[Input — start]

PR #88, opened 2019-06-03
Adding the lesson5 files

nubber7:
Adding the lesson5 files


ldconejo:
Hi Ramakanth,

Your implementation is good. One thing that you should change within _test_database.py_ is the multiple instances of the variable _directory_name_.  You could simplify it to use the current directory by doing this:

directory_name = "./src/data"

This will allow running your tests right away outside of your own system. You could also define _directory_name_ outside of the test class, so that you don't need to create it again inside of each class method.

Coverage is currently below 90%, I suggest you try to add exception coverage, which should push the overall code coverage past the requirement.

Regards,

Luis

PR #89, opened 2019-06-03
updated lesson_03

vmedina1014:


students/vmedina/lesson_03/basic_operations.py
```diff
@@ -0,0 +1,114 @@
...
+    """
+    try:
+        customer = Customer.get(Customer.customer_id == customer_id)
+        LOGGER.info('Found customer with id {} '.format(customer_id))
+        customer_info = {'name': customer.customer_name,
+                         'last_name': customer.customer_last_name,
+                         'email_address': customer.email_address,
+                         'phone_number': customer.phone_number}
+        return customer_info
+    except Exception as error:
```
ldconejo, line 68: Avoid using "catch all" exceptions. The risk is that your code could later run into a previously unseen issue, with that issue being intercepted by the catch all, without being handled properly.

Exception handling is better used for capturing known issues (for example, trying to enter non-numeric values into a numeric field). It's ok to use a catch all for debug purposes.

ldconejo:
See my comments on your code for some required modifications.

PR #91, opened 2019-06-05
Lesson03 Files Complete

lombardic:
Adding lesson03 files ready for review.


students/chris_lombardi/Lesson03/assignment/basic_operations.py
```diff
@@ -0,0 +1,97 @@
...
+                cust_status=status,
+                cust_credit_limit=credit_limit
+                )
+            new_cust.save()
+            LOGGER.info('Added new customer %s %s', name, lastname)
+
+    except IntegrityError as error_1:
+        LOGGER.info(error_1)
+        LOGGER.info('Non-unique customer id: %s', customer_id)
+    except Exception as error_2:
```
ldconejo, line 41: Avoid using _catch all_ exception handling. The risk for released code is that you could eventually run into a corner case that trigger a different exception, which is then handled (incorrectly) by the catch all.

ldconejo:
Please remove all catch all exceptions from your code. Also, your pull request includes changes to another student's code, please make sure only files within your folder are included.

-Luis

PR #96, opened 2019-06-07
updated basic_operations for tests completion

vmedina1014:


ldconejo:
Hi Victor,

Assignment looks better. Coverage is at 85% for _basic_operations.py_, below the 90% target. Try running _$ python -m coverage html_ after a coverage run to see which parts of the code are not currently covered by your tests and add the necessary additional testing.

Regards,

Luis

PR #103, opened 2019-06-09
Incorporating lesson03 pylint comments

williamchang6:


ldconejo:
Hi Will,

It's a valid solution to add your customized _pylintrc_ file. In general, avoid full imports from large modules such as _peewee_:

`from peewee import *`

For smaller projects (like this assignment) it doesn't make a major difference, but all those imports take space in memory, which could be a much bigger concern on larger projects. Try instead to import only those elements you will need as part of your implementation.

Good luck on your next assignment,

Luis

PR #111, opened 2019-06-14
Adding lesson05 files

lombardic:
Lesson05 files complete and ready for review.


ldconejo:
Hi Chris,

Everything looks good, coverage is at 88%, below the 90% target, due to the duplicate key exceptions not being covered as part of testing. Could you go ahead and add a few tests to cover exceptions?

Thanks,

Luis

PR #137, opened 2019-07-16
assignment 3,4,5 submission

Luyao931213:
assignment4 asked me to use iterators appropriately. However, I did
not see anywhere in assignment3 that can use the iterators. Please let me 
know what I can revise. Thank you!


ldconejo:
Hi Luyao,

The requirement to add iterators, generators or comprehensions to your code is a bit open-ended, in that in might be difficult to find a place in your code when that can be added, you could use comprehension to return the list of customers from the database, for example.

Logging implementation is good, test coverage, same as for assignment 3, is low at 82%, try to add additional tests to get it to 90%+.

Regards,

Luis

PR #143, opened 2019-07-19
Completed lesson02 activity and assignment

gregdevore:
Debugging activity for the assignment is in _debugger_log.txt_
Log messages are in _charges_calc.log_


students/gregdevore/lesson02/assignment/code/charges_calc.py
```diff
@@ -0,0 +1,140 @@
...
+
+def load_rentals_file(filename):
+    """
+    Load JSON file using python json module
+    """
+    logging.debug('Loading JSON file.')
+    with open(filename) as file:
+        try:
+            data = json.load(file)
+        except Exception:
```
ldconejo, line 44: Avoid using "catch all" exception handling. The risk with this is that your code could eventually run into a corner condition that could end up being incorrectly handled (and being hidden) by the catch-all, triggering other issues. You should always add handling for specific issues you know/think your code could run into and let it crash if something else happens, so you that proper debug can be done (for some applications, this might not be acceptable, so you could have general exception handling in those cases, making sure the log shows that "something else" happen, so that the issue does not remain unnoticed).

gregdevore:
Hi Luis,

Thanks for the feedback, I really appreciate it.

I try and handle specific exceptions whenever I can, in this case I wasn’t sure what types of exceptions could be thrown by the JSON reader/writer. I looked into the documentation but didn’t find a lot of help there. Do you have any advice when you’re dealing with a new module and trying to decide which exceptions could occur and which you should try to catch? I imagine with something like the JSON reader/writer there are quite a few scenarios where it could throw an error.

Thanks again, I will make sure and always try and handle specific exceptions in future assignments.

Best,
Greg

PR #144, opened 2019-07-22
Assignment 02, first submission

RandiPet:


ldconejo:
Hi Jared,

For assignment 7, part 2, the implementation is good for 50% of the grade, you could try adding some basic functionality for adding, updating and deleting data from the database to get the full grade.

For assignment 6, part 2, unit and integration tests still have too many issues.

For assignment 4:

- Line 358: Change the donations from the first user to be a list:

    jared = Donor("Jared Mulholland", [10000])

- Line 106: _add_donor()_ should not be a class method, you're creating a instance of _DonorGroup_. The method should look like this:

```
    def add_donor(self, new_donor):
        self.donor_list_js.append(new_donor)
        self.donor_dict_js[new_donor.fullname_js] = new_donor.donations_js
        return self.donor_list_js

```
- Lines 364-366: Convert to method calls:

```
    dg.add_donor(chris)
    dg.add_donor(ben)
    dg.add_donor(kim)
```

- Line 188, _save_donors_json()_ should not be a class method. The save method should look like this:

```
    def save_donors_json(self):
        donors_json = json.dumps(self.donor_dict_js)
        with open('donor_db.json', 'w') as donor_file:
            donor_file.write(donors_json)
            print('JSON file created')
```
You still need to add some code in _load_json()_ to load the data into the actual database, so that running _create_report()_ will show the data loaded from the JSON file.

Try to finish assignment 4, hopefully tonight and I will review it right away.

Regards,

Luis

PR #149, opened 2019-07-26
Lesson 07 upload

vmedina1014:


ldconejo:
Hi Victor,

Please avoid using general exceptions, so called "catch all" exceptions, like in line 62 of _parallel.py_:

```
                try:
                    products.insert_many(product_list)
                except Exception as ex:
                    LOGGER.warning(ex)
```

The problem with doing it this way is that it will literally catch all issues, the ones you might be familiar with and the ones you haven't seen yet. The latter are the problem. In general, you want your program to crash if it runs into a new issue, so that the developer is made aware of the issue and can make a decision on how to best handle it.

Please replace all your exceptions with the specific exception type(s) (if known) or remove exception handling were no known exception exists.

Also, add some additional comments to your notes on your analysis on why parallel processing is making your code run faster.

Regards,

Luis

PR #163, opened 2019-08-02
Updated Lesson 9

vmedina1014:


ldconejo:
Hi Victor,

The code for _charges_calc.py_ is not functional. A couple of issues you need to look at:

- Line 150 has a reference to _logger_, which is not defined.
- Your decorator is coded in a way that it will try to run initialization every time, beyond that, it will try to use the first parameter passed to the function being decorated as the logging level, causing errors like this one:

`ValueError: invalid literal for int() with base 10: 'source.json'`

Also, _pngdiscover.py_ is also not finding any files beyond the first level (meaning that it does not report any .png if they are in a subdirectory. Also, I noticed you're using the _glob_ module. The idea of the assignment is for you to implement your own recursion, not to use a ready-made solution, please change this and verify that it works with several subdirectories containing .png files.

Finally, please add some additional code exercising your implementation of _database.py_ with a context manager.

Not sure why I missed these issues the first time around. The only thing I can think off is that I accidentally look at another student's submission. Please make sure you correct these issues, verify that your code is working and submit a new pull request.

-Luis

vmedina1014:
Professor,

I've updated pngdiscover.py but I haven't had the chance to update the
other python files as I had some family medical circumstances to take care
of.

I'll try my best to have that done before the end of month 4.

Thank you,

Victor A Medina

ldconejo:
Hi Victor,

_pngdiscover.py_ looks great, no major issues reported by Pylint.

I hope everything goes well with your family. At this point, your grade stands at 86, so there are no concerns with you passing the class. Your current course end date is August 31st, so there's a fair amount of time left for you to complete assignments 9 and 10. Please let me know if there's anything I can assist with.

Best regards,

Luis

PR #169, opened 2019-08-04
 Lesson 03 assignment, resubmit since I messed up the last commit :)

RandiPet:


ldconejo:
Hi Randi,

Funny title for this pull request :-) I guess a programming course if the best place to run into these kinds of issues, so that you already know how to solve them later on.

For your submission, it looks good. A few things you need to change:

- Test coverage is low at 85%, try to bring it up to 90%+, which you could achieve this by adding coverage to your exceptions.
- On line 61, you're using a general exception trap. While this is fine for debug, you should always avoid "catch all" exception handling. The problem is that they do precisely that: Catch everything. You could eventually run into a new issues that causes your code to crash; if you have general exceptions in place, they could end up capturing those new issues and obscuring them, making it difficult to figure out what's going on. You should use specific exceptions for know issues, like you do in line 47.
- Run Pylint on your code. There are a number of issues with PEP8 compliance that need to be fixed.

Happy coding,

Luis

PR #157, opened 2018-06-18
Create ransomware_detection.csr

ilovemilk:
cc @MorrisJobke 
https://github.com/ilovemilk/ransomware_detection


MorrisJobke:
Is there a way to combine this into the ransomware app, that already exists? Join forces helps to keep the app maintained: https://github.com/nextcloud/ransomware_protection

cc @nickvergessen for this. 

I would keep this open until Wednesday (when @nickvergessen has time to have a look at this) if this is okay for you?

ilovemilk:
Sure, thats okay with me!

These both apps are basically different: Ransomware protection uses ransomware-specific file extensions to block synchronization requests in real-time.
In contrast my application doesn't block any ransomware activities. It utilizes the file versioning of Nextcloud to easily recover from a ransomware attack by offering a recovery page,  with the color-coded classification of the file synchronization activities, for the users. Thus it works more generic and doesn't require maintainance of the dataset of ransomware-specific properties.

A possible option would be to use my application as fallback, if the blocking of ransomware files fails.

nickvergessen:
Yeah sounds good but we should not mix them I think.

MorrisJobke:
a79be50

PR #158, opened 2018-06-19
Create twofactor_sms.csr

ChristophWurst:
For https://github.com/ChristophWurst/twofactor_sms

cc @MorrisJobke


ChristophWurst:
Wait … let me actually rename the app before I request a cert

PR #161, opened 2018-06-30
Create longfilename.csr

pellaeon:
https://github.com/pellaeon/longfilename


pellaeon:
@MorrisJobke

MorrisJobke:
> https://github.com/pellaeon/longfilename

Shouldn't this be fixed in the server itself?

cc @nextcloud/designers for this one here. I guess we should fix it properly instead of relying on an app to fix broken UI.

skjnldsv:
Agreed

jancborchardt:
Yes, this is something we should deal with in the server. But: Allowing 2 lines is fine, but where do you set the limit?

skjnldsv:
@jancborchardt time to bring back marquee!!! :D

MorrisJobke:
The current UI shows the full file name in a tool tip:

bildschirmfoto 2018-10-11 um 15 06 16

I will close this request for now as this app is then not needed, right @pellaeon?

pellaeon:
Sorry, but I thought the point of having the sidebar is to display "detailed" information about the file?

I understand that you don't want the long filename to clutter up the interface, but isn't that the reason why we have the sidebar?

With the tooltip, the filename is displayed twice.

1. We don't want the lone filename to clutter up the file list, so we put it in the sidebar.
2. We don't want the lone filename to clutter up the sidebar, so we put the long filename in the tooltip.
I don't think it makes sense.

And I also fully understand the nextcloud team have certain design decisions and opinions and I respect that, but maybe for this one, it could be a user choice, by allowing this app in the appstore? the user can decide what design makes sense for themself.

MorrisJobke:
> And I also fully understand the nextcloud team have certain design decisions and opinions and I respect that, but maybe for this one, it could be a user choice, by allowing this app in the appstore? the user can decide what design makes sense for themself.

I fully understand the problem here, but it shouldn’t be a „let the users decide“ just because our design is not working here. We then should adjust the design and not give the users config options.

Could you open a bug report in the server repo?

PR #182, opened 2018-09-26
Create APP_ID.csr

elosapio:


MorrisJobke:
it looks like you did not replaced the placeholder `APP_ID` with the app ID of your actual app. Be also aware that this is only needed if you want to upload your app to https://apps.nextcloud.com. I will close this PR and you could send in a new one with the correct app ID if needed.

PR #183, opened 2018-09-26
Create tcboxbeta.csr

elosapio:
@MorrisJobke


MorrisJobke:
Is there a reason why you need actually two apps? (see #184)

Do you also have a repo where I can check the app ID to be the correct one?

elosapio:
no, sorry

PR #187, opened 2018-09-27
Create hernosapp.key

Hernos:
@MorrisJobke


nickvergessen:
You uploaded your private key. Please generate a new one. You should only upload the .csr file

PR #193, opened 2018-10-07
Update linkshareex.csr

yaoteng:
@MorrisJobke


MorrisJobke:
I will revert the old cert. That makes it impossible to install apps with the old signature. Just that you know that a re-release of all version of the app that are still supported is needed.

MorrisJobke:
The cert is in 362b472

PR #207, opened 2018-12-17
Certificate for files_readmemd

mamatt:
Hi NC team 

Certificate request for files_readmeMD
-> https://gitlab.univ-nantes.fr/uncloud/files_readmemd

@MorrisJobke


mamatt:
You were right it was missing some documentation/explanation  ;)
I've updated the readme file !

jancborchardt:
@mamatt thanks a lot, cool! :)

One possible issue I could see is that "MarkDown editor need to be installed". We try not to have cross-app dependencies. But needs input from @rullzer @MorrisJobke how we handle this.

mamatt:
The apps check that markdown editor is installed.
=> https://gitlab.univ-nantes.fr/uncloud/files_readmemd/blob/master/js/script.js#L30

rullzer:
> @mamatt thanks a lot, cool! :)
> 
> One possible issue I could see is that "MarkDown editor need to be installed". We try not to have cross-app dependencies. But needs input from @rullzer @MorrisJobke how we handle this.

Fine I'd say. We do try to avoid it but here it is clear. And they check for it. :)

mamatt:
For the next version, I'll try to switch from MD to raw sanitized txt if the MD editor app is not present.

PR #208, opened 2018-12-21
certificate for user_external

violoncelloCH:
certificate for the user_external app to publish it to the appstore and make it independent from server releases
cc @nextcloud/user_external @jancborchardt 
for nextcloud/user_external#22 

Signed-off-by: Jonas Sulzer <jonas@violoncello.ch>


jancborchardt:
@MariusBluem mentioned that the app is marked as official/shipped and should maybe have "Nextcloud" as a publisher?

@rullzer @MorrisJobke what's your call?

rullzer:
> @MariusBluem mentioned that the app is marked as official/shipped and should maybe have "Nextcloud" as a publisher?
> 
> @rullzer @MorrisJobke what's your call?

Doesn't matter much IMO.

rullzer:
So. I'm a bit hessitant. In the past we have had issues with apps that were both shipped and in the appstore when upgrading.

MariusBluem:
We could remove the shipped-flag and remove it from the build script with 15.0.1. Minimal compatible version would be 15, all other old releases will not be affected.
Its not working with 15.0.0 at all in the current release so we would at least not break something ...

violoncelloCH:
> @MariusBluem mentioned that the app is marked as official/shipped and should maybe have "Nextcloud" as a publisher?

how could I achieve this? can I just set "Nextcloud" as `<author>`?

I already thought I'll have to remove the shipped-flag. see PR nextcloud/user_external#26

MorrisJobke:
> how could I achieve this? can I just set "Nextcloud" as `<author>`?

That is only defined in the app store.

[Input — finish]

Your assignment
Your reply should hold all the lines from the listing above in which "iterators" appears.

Result of the task
assignment4 asked me to use iterators appropriately. However, I did
not see anywhere in assignment3 that can use the iterators. Please let me 
The requirement to add iterators, generators or comprehensions to your code is a bit open-ended, in that in might be difficult to find a place in your code when that can be added, you could use comprehension to return the list of customers from the database, for example.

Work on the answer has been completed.